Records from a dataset
_ _ _ _
PR #152, opened 2021-07-17
Add `Equals` Operation

AlexandruGG:
This PR:

* [x] Provides a new operation `Equals` which allows determining if two collections contain the same elements
* [x] Includes a small refactor for `IsEmpty` -> now returns a `Generator` so it can be piped. This is backwards-compatible at Collection level but a BC break at individual Operation level
* [x] Has documentation
* [x] Bonus: static analysis check for `diff`

### DIFF
--- a/docs/pages/api.rst
+++ b/docs/pages/api.rst
@@ -708,6 +708,26 @@ Signature: ``Collection::duplicate(): Collection;``
             ->distinct()
             ->normalize() // [0 => 'a', 1 => 'c']
 
+equals
+~~~~~~
+
+Compare two collections for equality. Collections are considered *equal* if:
+
+* they have the same number of elements;
+* they contain the same elements, regardless of the order they appear in or their keys.
+
+Elements will be compared using strict equality (``===``).
+
+.. tip:: This operation enables comparing ``Collection`` objects in PHPUnit tests using
+    the dedicated `assertObjectEquals`_ assertion. 
+
+Interface: `Equalsable`_
+
+Signature: ``Collection::equals(Collection $other): bool;``
+
+.. literalinclude:: code/operations/equals.php
+  :language: php
+
 every
 ~~~~~
 
@@ -2433,6 +2453,7 @@ Signature: ``Collection::zip(iterable ...$iterables): Collection;``
 .. _DropWhileable: https://github.com/loophp/collection/blob/master/src/Contract/Operation/DropWhileable.php
 .. _Dumpable: https://github.com/loophp/collection/blob/master/src/Contract/Operation/Dumpable.php
 .. _Duplicateable: https://github.com/loophp/collection/blob/master/src/Contract/Operation/Duplicateable.php
+.. _Equalsable: https://github.com/loophp/collection/blob/master/src/Contract/Operation/Equalsable.php
 .. _Everyable: https://github.com/loophp/collection/blob/master/src/Contract/Operation/Everyable.php
 .. _Explodeable: https://github.com/loophp/collection/blob/master/src/Contract/Operation/Explodeable.php
 .. _Falsyable: https://github.com/loophp/collection/blob/master/src/Contract/Operation/Falsyable.php
@@ -2520,6 +2541,7 @@ Signature: ``Collection::zip(iterable ...$iterables): Collection;``
 .. _Zipable: https://github.com/loophp/collection/blob/master/src/Contract/Operation/Zipable.php
 
 .. _array_flip(): https://php.net/array_flip
+.. _assertObjectEquals: https://phpunit.readthedocs.io/en/9.5/assertions.html#assertobjectequals
 .. _Countable: https://www.php.net/manual/en/class.countable.php
 .. _Criteria: https://www.doctrine-project.org/projects/doctrine-collections/en/1.6/index.html#matching
 .. _Doctrine Collections: https://github.com/doctrine/collections
--- a/docs/pages/api.rst
+++ b/docs/pages/api.rst
@@ -176,7 +176,7 @@ or through the ``Collection`` object.
 When used separately, operations typically return a PHP `Generator`_ or an `Iterator`_.
 When used as a ``Collection`` method, operations fall into a few main categories based on the return type:
 
-1. Operations that return a ``boolean`` or ``scalar`` value: ``Contains``, ``Count``, ``Every``, ``Falsy``, ``Has``, ``IsEmpty``, ``Match`` (or ``MatchOne``), ``Nullsy``, ``Truthy``.
+1. Operations that return a ``boolean`` or ``scalar`` value: ``Contains``, ``Count``, ``Equals``, ``Every``, ``Falsy``, ``Has``, ``IsEmpty``, ``Match`` (or ``MatchOne``), ``Nullsy``, ``Truthy``.
 
 2. Operations that return a ``Collection`` of ``Collection`` objects: ``Partition``, ``Span``.
 
@@ -334,7 +334,7 @@ asyncMapN
 Asynchronously apply one or more supplied callbacks to every item of a collection and use the return value.
 
 .. tip:: This operation is best used when multiple callbacks need to be applied. If you only want to apply
-        a single callback, ``asyncMap`` should be prefered as it benefits from more specific type hints.
+        a single callback, ``asyncMap`` should be preferred as it benefits from more specific type hints.
 
 .. warning:: This method requires `amphp/parallel-functions <https://github.com/amphp/parallel-functions>`_ to be installed.
 
@@ -722,8 +722,9 @@ Elements will be compared using strict equality (``===``).
     the dedicated `assertObjectEquals`_ assertion. 
 
 .. warning:: Because this operation *needs to traverse both collections* to determine if
-    the same elements are contained within them, a performance cost is incurred. It is not
-    recommended to use this for potentially large collections.
+    the same elements are contained within them, a performance cost is incurred. Even though
+    the operation will stop as soon as it encounters an element of one collection that cannot
+    be found in the other, it is not recommended to use this for potentially large collections.
 
 Interface: `Equalsable`_
 
--- a/docs/pages/api.rst
+++ b/docs/pages/api.rst
@@ -721,6 +721,10 @@ Elements will be compared using strict equality (``===``).
 .. tip:: This operation enables comparing ``Collection`` objects in PHPUnit tests using
     the dedicated `assertObjectEquals`_ assertion. 
 
+.. warning:: Because this operation *needs to traverse both collections* to determine if
+    the same elements are contained within them, a performance cost is incurred. It is not
+    recommended to use this for potentially large collections.
+
 Interface: `Equalsable`_
 
 Signature: ``Collection::equals(Collection $other): bool;``
--- a/src/Operation/Equals.php
+++ b/src/Operation/Equals.php
@@ -40,8 +40,22 @@ final class Equals extends AbstractOperation
                  *
                  * @return Generator<int, bool>
                  */
-                return static fn (Iterator $self): Generator => yield (iterator_count($other) === iterator_count($self))
-                        && yield from Pipe::of()(Diff::of()(...$other), IsEmpty::of())($self);
+                return static function (Iterator $self) use ($other): Generator {
+                    $sameCount = true;
+
+                    do {
+                        if ($self->valid() !== $other->valid()) {
+                            $sameCount = false;
+
+                            break;
+                        }
+
+                        $self->next();
+                        $other->next();
+                    } while ($self->valid() || $other->valid());
+
+                    yield $sameCount && yield from Pipe::of()(Diff::of()(...$other), IsEmpty::of())($self);
+                };
             };
     }
 }
--- a/src/Operation/Equals.php
+++ b/src/Operation/Equals.php
@@ -41,16 +41,18 @@ final class Equals extends AbstractOperation
                  * @return Generator<int, bool>
                  */
                 return static function (Iterator $iterator) use ($other): Generator {
+                    $sameCount = true;
+
                     while ($other->valid() && $iterator->valid()) {
                         $iterator->next();
                         $other->next();
                     }
 
                     if ($other->valid() !== $iterator->valid()) {
-                        yield false;
+                        $sameCount = false;
                     }
 
-                    yield from Pipe::of()(Diff::of()(...$other), IsEmpty::of())($iterator);
+                    return yield $sameCount && yield from Pipe::of()(Diff::of()(...$other), IsEmpty::of())($iterator);
                 };
             };
     }
--- a/src/Operation/Equals.php
+++ b/src/Operation/Equals.php
@@ -36,25 +36,21 @@ final class Equals extends AbstractOperation
              */
             static function (Iterator $other): Closure {
                 /**
-                 * @param Iterator<TKey, T> $self
+                 * @param Iterator<TKey, T> $iterator
                  *
                  * @return Generator<int, bool>
                  */
-                return static function (Iterator $self) use ($other): Generator {
-                    $sameCount = true;
-
-                    do {
-                        if ($self->valid() !== $other->valid()) {
-                            $sameCount = false;
-
-                            break;
-                        }
-
-                        $self->next();
+                return static function (Iterator $iterator) use ($other): Generator {
+                    while ($other->valid() && $iterator->valid()) {
+                        $iterator->next();
                         $other->next();
-                    } while ($self->valid() || $other->valid());
+                    }
 
-                    yield $sameCount && yield from Pipe::of()(Diff::of()(...$other), IsEmpty::of())($self);
+                    if ($other->valid() !== $iterator->valid()) {
+                        yield false;
+                    }
+
+                    yield from Pipe::of()(Diff::of()(...$other), IsEmpty::of())($iterator);
                 };
             };
     }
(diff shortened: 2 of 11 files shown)


src/Operation/Equals.php
```diff
@@ -0,0 +1,48 @@
...
+             */
+            static function (Iterator $other): Closure {
+                /** @var Closure(Iterator<TKey, T>): Generator<int, bool> $pipe */
+                $pipe = Pipe::of()(
+                    Diff::of()(...$other),
+                    IsEmpty::of(),
+                );
+
+                // Point free style.
+                return $pipe;
```
drupol, line 45: Be careful! [It's a trap!](https://i.kym-cdn.com/entries/icons/original/000/000/157/itsatrap.jpg) !

Using `Diff` means that you're going to go through the whole iterator.

But yet what you're trying to do is to compare if they are equal, in other words: find if there is **at least** two elements that are different.

It means that as soon as two elements are different, there is no need to go through the whole iterator, we know that they are different.

It's then a job for the `MatchOne` operation.

drupol (changes requested):

src/Operation/Equals.php
AlexandruGG: Hey @drupol, thanks for this; does this work if the elements are in different positions in the collections?

As in:

Collection (1, 2, 3)
Collection (2, 3, 1)

These should still be considered equal.

AlexandruGG: Or are you thinking we should consider them unequal?

I feel like there's scope to have 2 operations maybe: `equals` and `same`

drupol: > Hey @drupol, thanks for this; does this work if the elements are in different positions in the collections?
> 
> As in:
> 
> Collection (1, 2, 3)
> Collection (2, 3, 1)

No it doesn't do that sadly.



> I feel like there's scope to have 2 operations maybe: `equals` and `same`

Exact, we should have 2 different operations for that.

AlexandruGG: Cool, in that case:
- `equals` would need to check the entire collection, so this implementation should be fine
- `same` should stop as soon as an element is different or the end of one collection is reached, because we want them in the same positions

Regarding allowing the user to customise the comparison behaviour:
I want at least one of the operations (I'm thinking `equals`) to _only accept a single parameter_, otherwise it won't work with PHPUnit's `assertObjectEquals` method: https://github.com/sebastianbergmann/phpunit/blob/master/src/Framework/Constraint/Object/ObjectEquals.php#L97-L102

Perhaps for `same` we can allow that with a signature: `Collection::same(Collection $other, ?callable $comparator = nul): bool`.

WDYT?

drupol: It seems ok to me, I guess we will refine all of these during the review.

src/Operation/Equals.php
```diff
@@ -0,0 +1,47 @@
...
+             * @return Closure(Iterator<TKey, T>): Generator<int, bool>
+             */
+            static function (Iterator $other): Closure {
+                /**
+                 * @param Iterator<TKey, T> $self
+                 *
+                 * @return Generator<int, bool>
+                 */
+                return static fn (Iterator $self): Generator => yield (iterator_count($other) === iterator_count($self))
+                        && yield from Pipe::of()(Diff::of()(...$other), IsEmpty::of())($self);
```
AlexandruGG, line 44: @drupol I realised it's a bit trickier than I thought initially, can you think of how to do this better and still pass all the tests? (don't mind the current failures, it's just that some cannot be run on php 7.4 so I'll need to implement that)

drupol: It's the same issue as in the `Combine` operation. I'll give it a try later for sure!

drupol: I got the tests working by doing:

```diff
diff --git a/src/Operation/Equals.php b/src/Operation/Equals.php
index b758352a..4f71f4a4 100644
--- a/src/Operation/Equals.php
+++ b/src/Operation/Equals.php
@@ -40,8 +40,10 @@ final class Equals extends AbstractOperation
                  *
                  * @return Generator<int, bool>
                  */
-                return static fn (Iterator $self): Generator => yield (iterator_count($other) === iterator_count($self))
-                        && yield from Pipe::of()(Diff::of()(...$other), IsEmpty::of())($self);
+                return static function (Iterator $self) use ($other): Generator {
+                    return yield (iterator_count($other) === iterator_count($self))
+                    && Pipe::of()(Diff::of()(...$other), IsEmpty::of())($self)->current();
+                };
             };
     }
 }
```

AlexandruGG: ooh good point, I didn't know about that one. I'll see if I can refactor a bit based on that

src/Operation/Equals.php
```diff
@@ -0,0 +1,61 @@
...
+                            $sameCount = false;
+
+                            break;
+                        }
+
+                        $self->next();
+                        $other->next();
+                    } while ($self->valid() || $other->valid());
+
+                    yield $sameCount && yield from Pipe::of()(Diff::of()(...$other), IsEmpty::of())($self);
```
AlexandruGG, line 57: note we don't do the Pipe if `$sameCount` is _false_, so this more efficient than before, because as soon as we notice we've exhausted one of the iterators we know they cannot be equal

src/Operation/Equals.php
AlexandruGG: why is that one more efficient? We are still doing `iterator_count` on both of them. Let me know what you think of this version:

https://github.com/loophp/collection/pull/152/commits/11611a9170de8cc0d817d5a2ffec6c16736e4273

drupol: I didn't say that my fix was optimized.

When I need to do something like this, I always proceed by "iteration" (pun intended!), I start with a dumb/unoptimized version, and then I refine it multiple times.

Check how I would see the thing here:

```diff
diff --git a/src/Operation/Equals.php b/src/Operation/Equals.php
index 643719c8..222c43ed 100644
--- a/src/Operation/Equals.php
+++ b/src/Operation/Equals.php
@@ -40,21 +40,19 @@ final class Equals extends AbstractOperation
                  *
                  * @return Generator<int, bool>
                  */
-                return static function (Iterator $self) use ($other): Generator {
+                return static function (Iterator $iterator) use ($other): Generator {
                     $sameCount = true;
 
-                    do {
-                        if ($self->valid() !== $other->valid()) {
-                            $sameCount = false;
-
-                            break;
-                        }
-
-                        $self->next();
+                    while ($other->valid() && $iterator->valid()) {
+                        $iterator->next();
                         $other->next();
-                    } while ($self->valid() || $other->valid());
+                    }
+
+                    if ($other->valid() !== $iterator->valid()) {
+                        $sameCount = false;
+                    }
 
-                    yield $sameCount && yield from Pipe::of()(Diff::of()(...$other), IsEmpty::of())($self);
+                    return yield $sameCount && yield from Pipe::of()(Diff::of()(...$other), IsEmpty::of())($iterator);
                 };
             };
     }
```

I'm unsure about the last line.

Should we do: 

```php
return yield $sameCount && yield from Pipe::of()(Diff::of()(...$other), IsEmpty::of())($iterator);
```

or 

```php
return yield $sameCount && Pipe::of()(Diff::of()(...$other), IsEmpty::of())($iterator)->current();
```

It would be very interesting to check if the second `yield` is triggered when `$sameCount` is `false`.

drupol: The only thing I don't like in this thing is the `Diff::of()(...$other)`, we really should find a better way, I have the impression that this is absolutely not the best option.

AlexandruGG: > I'm unsure about the last line.

I like the `yield from` version

drupol: It's not a matter of `yield` or `yield from`, I also prefer the `yield from`.

I'm afraid that those are as we have 2 yields, they are not evaluated as a real `Logical AND`.

Anyway, let me draft a quick example to prove my point.

drupol: And that's what I though: https://3v4l.org/t7Nqk

AlexandruGG: > Check how I would see the thing here:
Thank you for this suggestion, I simplified it even more and I think it looks good now

drupol: No, we cannot have 2 yields inside the function.

2 yields equals 2 returned value.

We must have only 1 yield.

AlexandruGG: > The only thing I don't like in this thing is the Diff::of()(...$other), we really should find a better way, I have the impression that this is absolutely not the best option.

I think you might have the right feeling there, but we can always improve on it later.

The reality is that with the way I envision `equals` working, we have to check all elements of both collections. I think it shouldn't be a problem as long as we mention in the documentation that there is a performance cost to it.

When we add `same` we will clarify that this is the more efficient one and the one to use if you want to check for `===` rather than just seeing if both collections contain the same elements.

drupol: Oh wait. I just noticed how you did it in `Collection` class.

drupol: Brilliant ! It's smart and beautiful, nice, I love it !

drupol: The only thing I would change:

```diff
diff --git a/src/Operation/Equals.php b/src/Operation/Equals.php
index d3b2b675..d0bae356 100644
--- a/src/Operation/Equals.php
+++ b/src/Operation/Equals.php
@@ -47,10 +47,10 @@ final class Equals extends AbstractOperation
                     }
 
                     if ($other->valid() !== $iterator->valid()) {
-                        yield false;
+                        return yield false;
                     }
 
-                    yield from Pipe::of()(Diff::of()(...$other), IsEmpty::of())($iterator);
+                    return yield from Pipe::of()(Diff::of()(...$other), IsEmpty::of())($iterator);
                 };
             };
     }
```

Like that, if the operation is used standalone, it won't yield 2 values, it will only yield 1 value.

AlexandruGG: > No, we cannot have 2 yields inside the function.
> 
> 2 yields equals 2 returned value.
> 
> We must have only 1 yield.

Ah you're right, I missed that 🤦‍♂️ . The operation wouldn't be properly usable by itself

drupol: No no, you should revert your [last commit](74b0e180f4736a90ecd932d4554310b94e1d3da2) and use [this diff here](https://github.com/loophp/collection/pull/152#discussion_r671887211).

AlexandruGG: > The only thing I would change:
> 
> ```diff
> diff --git a/src/Operation/Equals.php b/src/Operation/Equals.php
> index d3b2b675..d0bae356 100644
> --- a/src/Operation/Equals.php
> +++ b/src/Operation/Equals.php
> @@ -47,10 +47,10 @@ final class Equals extends AbstractOperation
>                      }
>  
>                      if ($other->valid() !== $iterator->valid()) {
> -                        yield false;
> +                        return yield false;
>                      }
>  
> -                    yield from Pipe::of()(Diff::of()(...$other), IsEmpty::of())($iterator);
> +                    return yield from Pipe::of()(Diff::of()(...$other), IsEmpty::of())($iterator);
>                  };
>              };
>      }
> ```
> 
> Like that, if the operation is used standalone, it won't (_potentially, when the first one is false_) yield 2 values, it will only yield 1 value.

Sadly you were right before and this also doesn't fix it:
https://3v4l.org/bJaaW#v8.0.8

However, the latest change fixes it. Based on:
https://3v4l.org/VMkTJ#v8.0.8

AlexandruGG: Ah the `return yield` 🎉

drupol: Yep, early returns are the way to go to avoid creating intermediary variables! https://3v4l.org/9rF6j#v8.0.8

AlexandruGG: excellent, thanks for the assistance on this

drupol:
Let's not forget to mention in the documentation that there is a "cost" with this operation.

AlexandruGG:
> Let's not forget to mention in the documentation that there is a "cost" with this operation.

Thanks! Didn't forget it, I was just debating whether to add it now or when we add the `same` operation so I can recommend using that one for better performance. I added a warning now anyway and we can modify it at that time

drupol:
By the way, I'm thinking about this optimization:

```diff
diff --git a/src/Operation/Equals.php b/src/Operation/Equals.php
index d0bae356..6f091110 100644
--- a/src/Operation/Equals.php
+++ b/src/Operation/Equals.php
@@ -50,7 +50,13 @@ final class Equals extends AbstractOperation
                         return yield false;
                     }
 
-                    return yield from Pipe::of()(Diff::of()(...$other), IsEmpty::of())($iterator);
+                    foreach ($iterator as $current) {
+                        if (false === Contains::of()($current)($other)->current()) {
+                            return yield false;
+                        }
+                    }
+
+                    return yield true;
                 };
             };
     }
```

WDYT ?

docs/pages/api.rst
```diff
@@ -721,6 +721,10 @@ Elements will be compared using strict equality (``===``).
 .. tip:: This operation enables comparing ``Collection`` objects in PHPUnit tests using
     the dedicated `assertObjectEquals`_ assertion. 
 
+.. warning:: Because this operation *needs to traverse both collections* to determine if
+    the same elements are contained within them, a performance cost is incurred. It is not
+    recommended to use this for potentially large collections.
```
drupol, line 726: :100: !

drupol:
We can even use `Every` for that! Which is basically the same !

```diff
diff --git a/src/Operation/Equals.php b/src/Operation/Equals.php
index d0bae356..52304548 100644
--- a/src/Operation/Equals.php
+++ b/src/Operation/Equals.php
@@ -50,7 +50,12 @@ final class Equals extends AbstractOperation
                         return yield false;
                     }
 
-                    return yield from Pipe::of()(Diff::of()(...$other), IsEmpty::of())($iterator);
+                    return yield from Pipe::of()(
+                        Every::of()
+                            (static fn(): bool => false)
+                            (static fn($current): bool => Contains::of()($current)($other)->current()),
+                        Head::of()
+                    )($iterator);
                 };
             };
     }
```

AlexandruGG:
> By the way, I'm thinking about this optimization:
> 
> ```diff
> diff --git a/src/Operation/Equals.php b/src/Operation/Equals.php
> index d0bae356..6f091110 100644
> --- a/src/Operation/Equals.php
> +++ b/src/Operation/Equals.php
> @@ -50,7 +50,13 @@ final class Equals extends AbstractOperation
>                          return yield false;
>                      }
>  
> -                    return yield from Pipe::of()(Diff::of()(...$other), IsEmpty::of())($iterator);
> +                    foreach ($iterator as $current) {
> +                        if (false === Contains::of()($current)($other)->current()) {
> +                            return yield false;
> +                        }
> +                    }
> +
> +                    return yield true;
>                  };
>              };
>      }
> ```
> 
> I think this would be better. Indeed, the `Diff` operation will traverse the whole collection to compute a diff. A diff can contain 1, 2, 3... n values that are different. In our case, we only need to check if there's only one which is different, then return false.
> 
> WDYT ?

Hmm interesting one! `Diff` is basically doing a `Filter`, but we want to stop early. Could we use `TakeWhile` for that somehow?

drupol:
> Hmm interesting one! `Diff` is basically doing a `Filter`, but we want to stop early. Could we use `TakeWhile` for that somehow?

This is what the `Match` and `Every` operations are doing, they are not using a `TakeWhile` but a `DropWhile` instead.

AlexandruGG:
> > Hmm interesting one! `Diff` is basically doing a `Filter`, but we want to stop early. Could we use `TakeWhile` for that somehow?
> 
> This is what the `Match` and `Every` operations are doing, they are not using a `TakeWhile` but a `DropWhile` instead.

I just noticed this after I wrote it 😄

drupol:
This is what I would propose:

```diff
diff --git a/src/Operation/Equals.php b/src/Operation/Equals.php
index d0bae356..dcbfe2d0 100644
--- a/src/Operation/Equals.php
+++ b/src/Operation/Equals.php
@@ -50,7 +50,10 @@ final class Equals extends AbstractOperation
                         return yield false;
                     }
 
-                    return yield from Pipe::of()(Diff::of()(...$other), IsEmpty::of())($iterator);
+                    return yield from Every::of()
+                        (static fn(): bool => false)
+                        (static fn($current): bool => Contains::of()($current)($other)->current())
+                        ($iterator);
                 };
             };
     }
```

drupol:
Good for me now! Feel free to merge whenever you want!

AlexandruGG:
> This is what I would propose:
> 
> ```diff
> diff --git a/src/Operation/Equals.php b/src/Operation/Equals.php
> index d0bae356..dcbfe2d0 100644
> --- a/src/Operation/Equals.php
> +++ b/src/Operation/Equals.php
> @@ -50,7 +50,10 @@ final class Equals extends AbstractOperation
>                          return yield false;
>                      }
>  
> -                    return yield from Pipe::of()(Diff::of()(...$other), IsEmpty::of())($iterator);
> +                    return yield from Every::of()
> +                        (static fn(): bool => false)
> +                        (static fn($current): bool => Contains::of()($current)($other)->current())
> +                        ($iterator);
>                  };
>              };
>      }
> ```
> 
> And like that, we gracefully get rid of the `Diff::of()(...$other)` !

This is great, I used it just had to tweak it a bit to satisfy phpcs and then psalm 😄

drupol (approved):
:+1:

AlexandruGG:
> Good for me now! Feel free to merge whenever you want!

I'll call it a day and give this a fresh final look tomorrow! But feel free to approve and I will merge it if I'm not changing anything.

AlexandruGG:
@drupol thanks for all the help on this! 💯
_ _ _ _
- [AIM OF THE EXERCISE]: Matching lines for the string "merge": work out how many the records contain and write only the number.

- [OUTPUT OF THE EXERCISE]: 3